Ionian (C), D, E, F, G, A, B
Dorian (D), E, F, G, A, B, C
Phrygian (E), F, G, A, B, C, D
Lydian (F), G, A, B, C, D, E
Mixolydian (G), A, B, C, D, E, F
Aeolian (A), B, C, D, E, F, G
Locrian (B), C, D, E, F, G, A

The note in the parenthesis is the root note. They all have a completely different sound, but they all share the same notes! So say you find the progression "GAB"... It's probably the Mixolydian right, putting it in the key of G... But it doesn't necessarily mean that it is for sure (notice how it's also a progression of the first four modes as well)

Basically, my point is that I think it's possible to create a program that narrows it down and gives a few options for what the key is... But I don't think you can just say for sure.

TrinitronX

November 2nd, 2011, 03:18 AM

For what it's worth, here's a description of how the tONaRT algorithm works (reference here (http://www.zplane.de/index.php?page=description-tonart)):

[tONaRT] key detection automatically determines the key signature of any audio input signal, either monophonic or polyphonic. Key recognition can be useful in mixing applications to check if the keys of different tracks are "compatible" or for automatic generation of high-level meta data information (e.g. ID-Tags). As a special feature, [tONaRT] also detects the tuning frequency, or standard (concert) pitch of the input signal.

The input signal is analyzed about its tonal content (pitches) via a filterbank. The filterbank's mid-frequencies are constantly adapted due to the detected standard pitch to increase the detection accuracy. The resulting pitch distribution is analyzed with a sophisticated probability model to check for the most likely key acc. the detected pitch strengths. The detection accuracy is ca. 80 percent, compared to a random detection accuracy of only 4 percent. When classifying related keys as correctly detected, the detection accuracy is well above 90 percent, making [tONaRT] a reliable and robust technology for automatic key detection. The standard pitch detection has an accuracy of app. 1-2Hz at 440Hz.
It sounds complicated, but probably isn't too bad. The "filterbank" is a bunch of bandpass filters (BPF), each centered around the frequency of a note. They are dynamically re-centered depending on the "standard pitch". My guess is that the standard pitch is found using an FFT. The output of these BPF's are statistically analyzed to determine the key. The statistical model part is probably the hard part to figure out (what model does it use?). It seems very similar to DTMF decoding, however the input is much more complex.

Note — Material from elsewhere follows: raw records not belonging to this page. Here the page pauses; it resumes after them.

PR #9787, opened 2025-05-12
Fix the bug of open field link in a new tab

abbyhu2000:
### Description
In table vis, a url field with the setting of open in a new tab did not open itself in a new tab. More detailed can be found in the below issue.

### Issues Resolved

#3500 

## Changelog
- fix: Open field link in a new tab

### Check List

- [ ] All tests pass
  - [ ] `yarn test:jest`
  - [ ] `yarn test:jest_integration`
- [ ] New functionality includes testing.
- [ ] New functionality has been documented.
- [ ] Update [CHANGELOG.md](./../CHANGELOG.md)
- [ ] Commits are signed per the DCO using --signoff

PR #11458, opened 2026-03-06
Fix open link in new tab from table field

### LINKED ISSUE #3500: [BUG] open in a new tab broken in 2.5.0

sejli:
### Description

Building off #9787

Since the `table_vis_cell.tsx` component was rewritten to `table_vis_dynamic_table.tsx`, this PR updates it such that the `dompurify` hooks are in the correct component. For 2.19, which does not have the rewritten `table_vis_dynamic_table.tsx`, #11456 was opened to maintain the same behavior for opening links in a new tab.

### Issues Resolved

#3500

## Changelog

- fix: Fix open link in new tab from table field

### Check List

- [ ] All tests pass
  - [ ] `yarn test:jest`

### DIFF
--- a/src/plugins/vis_type_table/public/components/table_vis_cell.tsx
+++ b/src/plugins/vis_type_table/public/components/table_vis_cell.tsx
@@ -23,17 +23,6 @@ export const getTableVisCellValue = (
   const rawContent = row[columnId];
   const colIndex = columns.findIndex((col) => col.id === columnId);
   const htmlContent = columns[colIndex].formatter.convert(rawContent, 'html');
-  dompurify.addHook('uponSanitizeAttribute', (node, event) => {
-    if (event.attrName === 'target') {
-      event.forceKeepAttr = true;
-    }
-  });
-
-  dompurify.addHook('afterSanitizeElements', (node) => {
-    if (node instanceof Element && node.tagName?.toUpperCase() === 'A') {
-      node.setAttribute('rel', 'noopener noreferrer');
-    }
-  });
   const formattedContent = (
     /*
      * Justification for dangerouslySetInnerHTML:
--- a/src/plugins/vis_type_table/public/components/table_vis_cell.test.tsx
+++ b/src/plugins/vis_type_table/public/components/table_vis_cell.test.tsx
@@ -62,23 +62,4 @@ describe('getTableVisCellValue', () => {
     const { container } = render(<TableCell rowIndex={0} columnId="nonexistent" />);
     expect(container.firstChild).toBeNull();
   });
-
-  test('should sanitize HTML content using dompurify', () => {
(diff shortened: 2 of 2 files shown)


src/plugins/vis_type_table/public/components/table_vis_cell.tsx
```diff
@@ -23,6 +23,17 @@ export const getTableVisCellValue = (
...
+    if (event.attrName === 'target') {
+      event.forceKeepAttr = true;
+    }
+  });
+
+  dompurify.addHook('afterSanitizeElements', (node) => {
+    if (node instanceof Element && node.tagName?.toUpperCase() === 'A') {
+      node.setAttribute('rel', 'noopener noreferrer');
+    }
+  });
```
angle943: is this safe? The only thing this is checking for is that the node is an anchor tag. wouldn't this run if `afterSanitizeElements` ran for a completely different, unrelated anchor tag, say like an internal nav link (now why would we run dompurify on that who knows)

is it possible to be more specific then just targetting all anchor tags?

Maosaic: AI suggesting to move these to module scope like `able_vis_dynamic_table.tsx`, any reason doing it differently here?

```
dompurify.addHook() calls are placed inside the getTableVisCellValue render function body rather than at module scope. This causes new hooks to be registered on every single cell render, leading to unbounded hook accumulation. Over time this produces unpredictable sanitization behavior as stacked duplicate hooks all execute, and could degrade or circumvent the intended sanitization logic. Unlike the parallel change in table_vis_dynamic_table.tsx (which correctly places the same hooks at module level), this placement is anomalous and warrants investigation.
```

sejli: Just removed this, it's not needed since `table_vis_cell.tsx` is no longer used post rewrite.

sejli: Reverted the original changes since that component is no longer used.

The statistical model method may be similar to a "language detection" problem for characters. Each language has a probability distribution of most frequently used characters. Just count the number of each character in a sample of text, then compare to the model. There are programs that can detect a language based on this. Simple ROT13 or substitution cipher cracking programs use a similar method to do their work.

I'd make the analogy here that in this problem, each musical note can be treated like a character, and each key can be treated like a language.